The Beck Depression Inventory
Dr. Aaron T. Beck created the Beck Depression Inventory as a way for patients to self-rate the severity of their depression as it is rooted in the patient’s own thoughts. The Beck Depression Inventory was first published in 1961 as a series of twenty-one questions. The patient ranked their feelings and thoughts on a scale of intensity with answers being given a point value that correlated to a score. The score rated the patient as not depressed, mildly to moderately depressed, moderately to severely depressed, or severely depressed.
Over the years, the test was refined twice and its final form was published in 1996. This final test still has twenty-one questions that require the patient to rank their feelings and thoughts by intensity, but the scoring is a bit different. Now the ratings put patients into categories as minimally depressed, mildly depressed, moderately depressed, and severely depressed.
Two Factors in Depression
The 1996 Beck Depression Inventory also indicates that there are two factors in depression – the affective component which is the mood or emotional component, and the physical or “somatic” component such as appetite or sleeping habits. The affective component is made up of eight topics: pessimism, past failures, guilty feelings, punishment feelings, self-dislike, self-criticalness, suicidal thoughts or wishes, and worthlessness. The physical component is made up of thirteen topics: sadness, loss of pleasure, crying, agitation, loss of interest, indecisiveness, loss of energy, change in sleep patterns, irritability, change in appetite, concentration difficulties, tiredness and/or fatigue, and loss of interest in sex. Either of these two components can be the primary cause of a person’s depression and the 1996 Beck Depression Inventory divides the questions into two groups so that your doctor can determine whether the underlying cause of your depression is affective or physical.
Sample Questions
The Beck Depression Inventory is laid out with each of the twenty-one topics listed followed by four ranking statements. The patient is asked to pick the ranking statement that best reflects how they feel concerning that topic and there is a point value assigned to that ranking statement that the doctor then uses to determine the final score. The following is an example of what a couple of the topics look like. The first topic is an affective topic and the second topic is a physical topic. The doctor will be able to tell by the overall scores in both component areas whether the patient’s depression is affective or physical in origin.
Pessimism
____I'm not discouraged about my future.
____I feel more discouraged about my future than I used to be.
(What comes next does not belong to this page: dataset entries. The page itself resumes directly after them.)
PR #1180, opened 2020-07-08
add molecule tests for forklift_versions

evgeni:
includes #1179

### DIFF
--- a/.github/workflows/main.yml
+++ b/.github/workflows/main.yml
@@ -21,6 +21,22 @@ jobs:
           ansible-lint -r rules/ playbooks/*
           ansible-lint -r rules/ roles/*
 
+  molecule:
+    runs-on: ubuntu-latest
+    steps:
+      - uses: actions/checkout@v2
+      - name: Set up Python
+        uses: actions/setup-python@v2
+      - name: Install molecule
+        run: pip install molecule
+      - name: Run tests
+        run: |
+          for roledir in roles/*/molecule; do
+            pushd $(dirname $roledir)
+            molecule test
+            popd
+          done
+
   vagrant:
     runs-on: ubuntu-latest
     defaults:
--- a/roles/forklift_versions/molecule/default/molecule.yml
+++ b/roles/forklift_versions/molecule/default/molecule.yml
@@ -1,0 +1,9 @@
+---
+driver:
+  name: delegated
+  options:
+    managed: False
+    ansible_connection_options:
+      ansible_connection: local
+platforms:
+ - name: instance
--- a/roles/forklift_versions/.yamllint
+++ b/roles/forklift_versions/.yamllint
@@ -1,0 +1,33 @@
+---
+# Based on ansible-lint config
+extends: default
+
+rules:
+  braces:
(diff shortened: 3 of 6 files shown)


evgeni:
example run: https://github.com/evgeni/forklift/runs/849448248?check_suite_focus=true

.github/workflows/main.yml
```diff
@@ -21,6 +21,22 @@ jobs:
...
+    steps:
+      - uses: actions/checkout@v2
+      - name: Set up Python
+        uses: actions/setup-python@v2
+      - name: Install molecule
+        run: pip install molecule
+      - name: Run tests
+        run: |
+          for folder in roles/*/molecule; do
+            pushd $(dirname $folder)
```
ekohl, line 35: Generally not a fan of `folder`
```suggestion
          for directory in roles/*/molecule; do
            pushd $(dirname $directory)
```

roles/forklift_versions/molecule/default/molecule.yml
```diff
@@ -0,0 +1,13 @@
...
+  options:
+    managed: False
+    ansible_connection_options:
+      ansible_connection: local
+platforms:
+ - name: instance
+#provisioner:
+#  name: ansible
+#verifier:
+#  name: ansible
```
ekohl, line 13: Not a fan of commented "code". Is this needed in the future?

roles/forklift_versions/molecule/default/INSTALL.rst
```diff
@@ -0,0 +1,22 @@
+*******
+Docker driver installation guide
+*******
+
+Requirements
+============
+
+* Docker Engine
```
ekohl, line 8: Is it possible to run with podman instead of docker?

evgeni: yeah, or no container at all, like I actually do here, so removed that file.

roles/forklift_versions/molecule/default/molecule.yml
evgeni: if it is, it can be added.

evgeni:
The `.yamllint` file we can easily move to an central place and symlink. The other files don't really feel like *much* boilerplate. `molecule.yml` might be, depending on whether we end up having identical/similar executors. A symlink might work here too.

ehelms:
For us molecule newbs, could you expand on how it's intended to be used in a project and how that informs this design choice?

evgeni:
So molecule is a "test executor" for Ansible, probably comparable with Beaker for Puppet.
At a minimum, a test has two steps: converge (run the role using ansible) and verify (do some asserts, somehow). This can be extended to install dependencies, start up services, whatever is needed. It can also run tests in a container (docker and podman are natively supported) or on a regular local or remote host (like I do above).

Instead of molecule you could (in this particular case) also just take the verify playbook and execute it with `ansible-playbook` (essentially how we do it in FAM right now). This would certainly work for `forklift_versions` as that role is essentially just "set some facts" but would not work that well if we wanted to add tests for roles that actually modify systems.

PR #1182, opened 2020-07-10
call yamllint from a central place

evgeni:


evgeni:
@ekohl there we go, de-boilerplated yamllint :)

evgeni:
A symlink you need to remember, the config is there. Plus we can migrate more from molecule.yaml there when we see that stuff is generic.

PR #1185, opened 2020-07-20
minor changes to Ansible instructions

douglasawh:
I don't think tying to a specific version of foreman and katello in the docs is a good idea, unless someone is going to update it for every version. Also, some changes to the local deployment. Obviously, this is not the place for full Ansible instructions, but if people are new to repos, the fact that 'yum install ansible' does not work without EPEL is an easy blocker to avoid.

### DIFF
--- a/docs/production.md
+++ b/docs/production.md
@@ -71,7 +71,7 @@ This use case assumes that you are on a box that has SSH access to the target bo
 
 For a release version in production:
 
-    ansible-playbook -l <target-host> playbooks/katello.yml -e foreman_repositories_version=1.17 -e katello_repositories_version=3.6
+    ansible-playbook -l <target-host> playbooks/katello.yml -e foreman_repositories_version=VERSIONYOUWANT -e katello_repositories_version=VERSIONYOUWANT
 
 For nightly production:
 
@@ -85,13 +85,14 @@ After installing a Katello server, you could then spin up a Capsule with the ass
 ### Local Deployment
 
 1. ssh to target machine **as root**
-2. Install Ansible -- `yum install ansible`
+2. Install Ansible -- `yum install ansible` (this will require the EPEL repo)
 3. Clone this repository - `git clone https://github.com/theforeman/forklift.git`
 4. Enter the repository - `cd forklift`
+5. Make sure DNS is set up properly. This is a Foreman requirement, not an Ansible requirement.
 
 For a release version in production:
 
-    ansible-playbook -l localhost playbooks/katello.yml -e foreman_repositories_version=1.17 -e katello_repositories_version=3.6
+    ansible-playbook -l localhost playbooks/katello.yml -e foreman_repositories_version=VERSIONYOUWANT -e katello_repositories_version=VERSIONYOUWANT
 
 For nightly production:
 
--- a/docs/production.md
+++ b/docs/production.md
@@ -52,7 +52,7 @@ Start the installation for CentOS 7:
 
     vagrant up centos7-katello-3.4
 
-
+This will create a libvirt based virtual machine running the Katello server on CentOS.
 
 ## BYOB
 
--- a/docs/production.md
+++ b/docs/production.md
@@ -85,7 +85,7 @@ After installing a Katello server, you could then spin up a Capsule with the ass
 ### Local Deployment
 
 1. ssh to target machine **as root**
-2. Install Ansible -- `yum install ansible` (this will require the EPEL repo)
+2. Install Ansible -- `yum install ansible` (for example from the EPEL repo)
 3. Clone this repository - `git clone https://github.com/theforeman/forklift.git`
 4. Enter the repository - `cd forklift`
 5. Make sure DNS is set up properly. This is a Foreman requirement, not an Ansible requirement.
--- a/docs/production.md
+++ b/docs/production.md
@@ -52,7 +52,7 @@ Start the installation for CentOS 7:
 
     vagrant up centos7-katello-3.4
 
-This will create a libvirt based virtual machine running the Katello server on CentOS.
+This will create a libvirt based virtual machine running the Katello server on CentOS. 
 
 
 ## BYOB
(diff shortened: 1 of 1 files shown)


docs/production.md
```diff
@@ -71,7 +71,7 @@ This use case assumes that you are on a box that has SSH access to the target bo
 
 For a release version in production:
 
-    ansible-playbook -l <target-host> playbooks/katello.yml -e foreman_repositories_version=1.17 -e katello_repositories_version=3.6
+    ansible-playbook -l <target-host> playbooks/katello.yml -e foreman_repositories_version=VERSIONYOUWANT -e katello_repositories_version=VERSIONYOUWANT
```
ekohl, line 74: Perhaps it should be `WANTED_FOREMAN_VERSION` and `WANTED_KATELLO_VERSION` to indicate they're not the same value? While on the subject, perhaps it should also mention that it's up to the user to make sure the versions are compatible

douglasawh: @ekohl those are both great suggestions, but I don't know how to act on them without creating another PR. Is that the way to do it?

ekohl: There is an Edit file link. For me it points to https://github.com/douglasawh/forklift/edit/patch-1/docs/production.md?pr=%2Ftheforeman%2Fforklift%2Fpull%2F1185. That's probably the easiest way.

docs/production.md
```diff
@@ -85,13 +85,14 @@ After installing a Katello server, you could then spin up a Capsule with the ass
 ### Local Deployment
 
 1. ssh to target machine **as root**
-2. Install Ansible -- `yum install ansible`
+2. Install Ansible -- `yum install ansible` (this will require the EPEL repo)
```
ehelms, line 88: There are many places to get Ansible, (e.g. http://mirror.centos.org/centos/7/configmanagement/x86_64/ or RHEL repos) so perhaps we should leave this up to the user to decide.

ekohl:
```suggestion
2. Install Ansible -- `yum install ansible` (for example from the EPEL repo)
```

douglasawh: oh, I didn't mean to resolve the whole thing, just the "for example". I guess I will Unresolve it until I can verify that "Commit suggestion" option actually did what I wanted.

douglasawh: ...and now I see how the blocks are separated, so all g on this one, I think.

docs/production.md
ekohl:
```suggestion
    ansible-playbook -l <target-host> playbooks/katello.yml -e foreman_repositories_version=WANTED_FOREMAN_VERSION -e katello_repositories_version=WANTED_KATELLO_VERSION
```

docs/production.md
```diff
@@ -85,13 +85,14 @@ After installing a Katello server, you could then spin up a Capsule with the ass
...
-2. Install Ansible -- `yum install ansible`
+2. Install Ansible -- `yum install ansible` (for example from the EPEL repo)
 3. Clone this repository - `git clone https://github.com/theforeman/forklift.git`
 4. Enter the repository - `cd forklift`
+5. Make sure DNS is set up properly. This is a Foreman requirement, not an Ansible requirement.
 
 For a release version in production:
 
-    ansible-playbook -l localhost playbooks/katello.yml -e foreman_repositories_version=1.17 -e katello_repositories_version=3.6
+    ansible-playbook -l localhost playbooks/katello.yml -e foreman_repositories_version=VERSIONYOUWANT -e katello_repositories_version=VERSIONYOUWANT
```
ekohl, line 95:
```suggestion
    ansible-playbook -l localhost playbooks/katello.yml -e foreman_repositories_version=WANTED_FOREMAN_VERSION -e katello_repositories_version=WANTED_KATELLO_VERSION
```

docs/production.md
```diff
@@ -89,6 +90,7 @@ After installing a Katello server, you could then spin up a Capsule with the ass
 3. Clone this repository - `git clone https://github.com/theforeman/forklift.git`
 4. Enter the repository - `cd forklift`
 5. Make sure DNS is set up properly. This is a Foreman requirement, not an Ansible requirement.
+6. Determine the compatible versions of Foreman and Katello you want to install based on the Katello install instructions at https://www.theforeman.org/plugins/katello/3.16/installation/index.html. Replace the 3.16 in the URL with whatever version of Katello you want to install.
```
ekohl, line 93: I'd recommend https://github.com/theforeman/forklift/blob/master/vagrant/config/versions.yaml as a source

docs/production.md
```diff
@@ -52,7 +52,7 @@ Start the installation for CentOS 7:
 
     vagrant up centos7-katello-3.4
 
-This will create a libvirt based virtual machine running the Katello server on CentOS.
+This will create a libvirt based virtual machine running the Katello server on CentOS.
```
ekohl, line 55: Please leave this part out
```suggestion
This will create a libvirt based virtual machine running the Katello server on CentOS.
```

douglasawh: I'm not sure I incorporated this correctly. I think perhaps you meant "Please don't leave this part out". I'm not sure if the "Suggested change" is referring to my change or you are making the suggestion. The two diffs look the same.

douglasawh: @ekohl is there anything else that is needed on this?

docs/production.md
```diff
@@ -52,7 +52,6 @@ Start the installation for CentOS 7:
 
     vagrant up centos7-katello-3.4
 
-This will create a libvirt based virtual machine running the Katello server on CentOS.
```
ekohl, line 55: Why was this removed?

docs/production.md
```diff
@@ -68,10 +67,11 @@ This use case assumes that you are on a box that has SSH access to the target bo
 3. Enter the repository - `cd forklift`
 4. [Create an inventory file](https://docs.ansible.com/ansible/latest/intro_inventory.html) with your hosts in the `inventories` subfolder. You can also pass a different inventory to `ansible-playbook` using `--inventory` or `-i`.
 5. Change the variable remote_user in ./ansible.cfg to the appropriate value (the user that will log into the remote machine)
+6. Determine the compatible versions of Foreman and Katello you want to install based on the Katello install instructions at https://github.com/theforeman/forklift/blob/master/vagrant/config/versions.yaml. Replace the 3.16 in the URL with whatever version of Katello you want to install.
```
ekohl, line 70: Reading this, I don't know what `3.16` refers to since I don't see any URL.

ekohl (commented):
Apologies, it slipped from my radar. If it takes too long for me to review, a ping is the right thing to do.

docs/production.md
douglasawh: @ekohl the old URL was https://www.theforeman.org/plugins/katello/3.16/installation/index.html but that got changed in a previous commit. So, yeah, the reference to 3.16 needs to be removed.

douglasawh: fixed here: https://github.com/theforeman/forklift/pull/1185/commits/2a2728132523822d3e0d78f084ef3b1e999a21de

docs/production.md
douglasawh: fixed in https://github.com/theforeman/forklift/pull/1185/commits/60f2326b96424c4d1faf6c644e389b4d49282844

docs/production.md
douglasawh: fixed in https://github.com/theforeman/forklift/pull/1185/commits/60f2326b96424c4d1faf6c644e389b4d49282844

ekohl (approved):
Thanks!

PR #1187, opened 2020-07-21
Don't run with --upgrade in content proxy upgrade

tbrisker:


tbrisker:
In that case, I'm afraid  don't know how to accomplish it, i'm not familiar enough with how all these roles and playbooks come together in the ci pipelines

ehelms:
Yes, this will need a version check to ensure previous upgrades continue to work. Here is an example of how we did it:

https://github.com/theforeman/forklift/blob/master/roles/foreman_installer/tasks/upgrade.yml#L12

tbrisker:
My ansible knowledge is quite limited, but wouldn't that generic upgrade task already take care of it since it's included in this task?

ekohl:
I had a look a while back gave up on fixing it since the Ansible flow in combination with the Katello upgrade drove me insane. Dropping the need for special casing Katello upgrades will fix it in the long run.

evgeni:
#1197 was merged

____I do not expect things to work out for me.
____I feel my future is hopeless and will only get worse.
Loss of Energy
____I have as much energy as ever.
____I have less energy than I used to have.
____I don't have enough energy to do very much.
____I don't have enough energy to do anything.
Getting Treatment
Once your doctor has scored your Beck Depression Inventory and determined how severe your depression is and where its origins lie, then she can work with you to design an effective treatment plan. This may involve antidepressants or other drug therapy and you may also have talk therapy sessions with a mental health professional. Whatever treatment plan you use, you will find that depression is something that can be treated and you can feel better.